---------- Extracted data
PR #232, opened 2020-12-03
added win conditions

TheRyeGuyWhoWillNowDie:
that's it.

### DIFF
--- a/src/assets/main/main.gd
+++ b/src/assets/main/main.gd
@@ -171,6 +171,7 @@ remote func infiltrator_killed_player(killer_id: int, killed_player_id: int) -> 
 		return
 
 	for player_id in players.keys():
+		PlayerManager.playerRoles.erase(killed_player_id)
 		if players[player_id].main_player:
 			# Can't RPC on self
 			player_killed(killer_id, killed_player_id)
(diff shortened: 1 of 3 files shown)


src/assets/main/main.gd
```diff
@@ -179,8 +180,25 @@ remote func infiltrator_killed_player(killer_id: int, killed_player_id: int) ->
 
 puppet func player_killed(killer_id: int, killed_player_id: int) -> void:
 	"""Runs on a client; responsible for actually killing off a player."""
-	var killed_player_death_handler: Node2D = players[killed_player_id].get_node("DeathHandler")
-	killed_player_death_handler.die_by(killer_id)
+	PlayerManager.playerRoles.erase(killed_player_id)
```
TheSecondReal0, line 183: DO NOT ERASE ROLES

We should keep track of them so they can be displayed later (must keep track of who the impostors are to show them on a win screen or something)

src/assets/main/main.gd
```diff
@@ -179,8 +180,25 @@ remote func infiltrator_killed_player(killer_id: int, killed_player_id: int) ->
...
+	var killvalid = false
```
TheSecondReal0, line 184: Give this var an accurate name, it seems to keep track of whether or not the round will end instead of the validity of the kill. 

You could also rename it to be camelCase or snake_case, along with other variables

TheSecondReal0 (changes requested):
Please avoid destroying data that we will realistically want to use later. There are a few other readability concerns with this PR as well.

Otherwise, this PR adds some crucial functionality and works perfectly.

TheRyeGuyWhoWillNowDie:
maybe someone else can do it better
--------------------
▶ _What to produce_:
Scan the entries above and copy each line where "that" occurs.

▶ _Expected answer_:
that's it.
Please avoid destroying data that we will realistically want to use later. There are a few other readability concerns with this PR as well.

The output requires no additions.